# snow for Iowa late this week (whos betting)



## TPC Services (Dec 15, 2005)

for all the Iowa boys in here who's a betting man and wants to bet on what we get thursday thru Sun?? 
I'll bet $10 that its all rain again, they have all ready move the temp up from 35degrees to 44 degress for thursday and and saying only rain fri and flurries the rest of the week and weekend!!

All right kids whos all in for betting 
bets close at 6pm weds night


----------



## jce4isu (Sep 12, 2005)

i will take that bet 3-7in by mon pm 

what are we betting for


----------



## TPC Services (Dec 15, 2005)

for the above amount, that or lunch at hooters monday loser buys

And the temps are still risen 44 for a high now for thursday 

I hate to be a downer but look at what its done so far, same crap they where sayin back in NOV tones of snow cold temps and woopsie big f--- miss to the south!!!
I say we just get the ice thursday in to friday morn and thats it.


----------



## William B. (Jul 22, 2004)

littleo92;350456 said:


> for the above amount, that or lunch at hooters monday loser buys


Why dont ya wait on that hooters idea til end of winter? There seems to be alot of Iowa guys on both sites. Maybe finally we could do an Iowa meet?


----------



## jce4isu (Sep 12, 2005)

William B.;350670 said:


> Why dont ya wait on that hooters idea til end of winter? There seems to be alot of Iowa guys on both sites. Maybe finally we could do an Iowa meet?


lets do it im in littleo92 will buy when i win my bet lol


----------



## TPC Services (Dec 15, 2005)

ha, ha, jce4isu those how laughs last always wins,
there move the snow further south my the minute all take the nill to none still 3 days out


----------



## William B. (Jul 22, 2004)

Why do I have this feeling that we are getting all worked up over nothin??:crying: :crying:


----------



## jce4isu (Sep 12, 2005)

i can almost taste those wings good thing too i will need it after i push all of that snow


----------



## TPC Services (Dec 15, 2005)

I smell victory in the air for the littleo camp,  


 As I said before I hate to be a debbie downer but the dew points are going to keep sliding south along with the precip I looked at NOAA's site and the dew is only going to be in the 10 to maybe 20 range which means way to cooled and dry air, 

I see this one slipping away again to the south,

I hate this state more and more, wish I live in the north east where you do not have to relie on the low and high fronts to pass by , they get lake affect,:angry:


----------



## johndeereguy (Oct 19, 2006)

*Iowa*

I see you guys are talking about having an Iowa meet sometime.
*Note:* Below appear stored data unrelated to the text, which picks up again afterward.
PR #1413, opened 2016-07-30
save mountpoint dirs, fixes #1033

### LINKED ISSUE #1033: Store empty mountpoint-directories in archives when staying on single fs
When using borg -x currently the archive would not contain the mointpoints like /proc, /sys and whatever else.
This becomes an inconvenience later on when you want to do a full-system-restore since you need to remember to recreate all of them too.

I think it would be a lot better to store mountpoints as empty directories in the archive instead.

Similarly --exclude might need something like that if the target happens to be a directory, but I am less certain about that and there apparently might be workarounds for that too like specifying slashes at the end of the excluded names.

ThomasWaldmann:


ThomasWaldmann:
hmm, we could slightly simplify processing if we process tagged directories like mountpoints: save the directory (and maybe the tag files), but do not process the dir contents and recurse.

enkore:
Should be. Change lgtm from here

ThomasWaldmann:
Tried to simplify it, but that needs test changes and then the recreater tests also break...

So I'ld say we change that in a separate PR.

ThomasWaldmann:
collapsed changesets

Issue #1391, opened 2016-07-28
document files cache entry age behaviour


ThomasWaldmann:
https://github.com/borgbackup/borg/commit/b9952efd68163a909c05cdd3f2a5408e27dd5424 removed information about entry age behaviour.

Create a new FAQ entry and document it (in a better way).

ThomasWaldmann:
Fixed by #1414.

PR #1414, opened 2016-07-30
implement BORG_FILES_CACHE_TTL, update FAQ

### LINKED ISSUE #1338: Cache persistency
Doing a daily single "borg create" with all required directories is a lot faster (10-50x) than doing many different "borg create" with every directory, still in the same repo.
It looks like the cache get purged of previous files not seen in the current borg run, but that could be seen in a subsequent one.
I propose to add a system of cache persistency, so that it is possible to do many borg runs while finding the files in cache.
An approach could be to keep file caches until at least some time (maybe 1 day as default) is passed without seeing them. This way you could do many daily different borg create.
An improvement could also consider that backups may not be done some time periods (e.g. week end days, or when there is a network failure) and still not purge the cache when the first run of batch is done.

ThomasWaldmann:
raise default ttl to 20 (previously: 10).

fixes #1338 and #1391.

### DIFF
--- a/borg/cache.py
+++ b/borg/cache.py
@@ -193,12 +193,13 @@ Chunk index:    {0.total_unique_chunks:20d} {0.total_chunks:20d}"""
         if not self.txn_active:
             return
         if self.files is not None:
+            ttl = int(os.environ.get('BORG_FILES_CACHE_TTL', 20))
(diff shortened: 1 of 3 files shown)


enkore:
lgtm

I would be in for that, especially at Hooters!!! Lets just set a day and time. Hell, everyone else on here does it, why not Iowa! Let is snow


----------



## jce4isu (Sep 12, 2005)

johndeereguy;351607 said:


> I see you guys are talking about having an Iowa meet sometime. I would be in for that, especially at Hooters!!! Lets just set a day and time. Hell, everyone else on here does it, why not Iowa! Let is snow


what part of iowa r u from


----------



## jce4isu (Sep 12, 2005)

littleo92;351476 said:


> I smell victory in the air for the littleo camp,
> 
> As I said before I hate to be a debbie downer but the dew points are going to keep sliding south along with the precip I looked at NOAA's site and the dew is only going to be in the 10 to maybe 20 range which means way to cooled and dry air,
> 
> ...


what color is your dodge is it blue and your chevy maroon ??


----------



## jce4isu (Sep 12, 2005)

looks like we have a winner payup payup


----------



## TPC Services (Dec 15, 2005)

Close, The dodge is blue with a gray bottom and the chey is gray with a meyers spreader on the back of it. was out 16 hours sun into mon morn to much drifting plus I do not think the other half of the party pulled his wieght!!!! :realmad: then another 5 mon night because of the drifting again like those call back clean ups$$$$ blow wind blow, makes up for a ****** season!!

You one day the day at has to be on the weekend, Work in the afternoon at my full time job.


----------



## jce4isu (Sep 12, 2005)

are you a framer i know i saw 2 trcks chevy and a dodge at job site by us both had boss mounts over on wickham dr in johnston


----------



## TPC Services (Dec 15, 2005)

Nope I work for john deere in ankeny you where home pretty early i see on one of your post monday morning. heck I was just getting to my 4 place by then partner was not pulling his share

I think we have talk on the other snow forum about me needing some help, but your trucks where to big to do the town homes I needed help in, I may be picking up a few small parking lots if you are still looking for a few more hours of work?? its in the early stages right now. this guys not happy with his large mowing service thats doing it all now. crappy quality, thats what happens when you try to get big and forget about the quality . thats why I started doing this on the side and have been getting a little bigger every year that way I can keep the quailty in check!!! hope to go full time in 08'


----------



## jce4isu (Sep 12, 2005)

i could aways use work i was home cuz my v plow broke a line and gave a buddy my spare who do you deal with on your boss hawkeye


----------



## TPC Services (Dec 15, 2005)

Ya same hawkeye, I was thinking a head this time, bought a few extra lines friday, but was lucky enough not to have to use them, seams to happen to me that **** breaks and I do not have a spare not this time:realmad: . 

let pm your number well talk about those jobs my partner and I may get!!


----------



## William B. (Jul 22, 2004)

You guys hearing anything about this weekend? I've heard a chance of 1-3 Sturday and Sunday.


----------



## jce4isu (Sep 12, 2005)

lets hope i didnt make much last snow cuz my plow was messed up


----------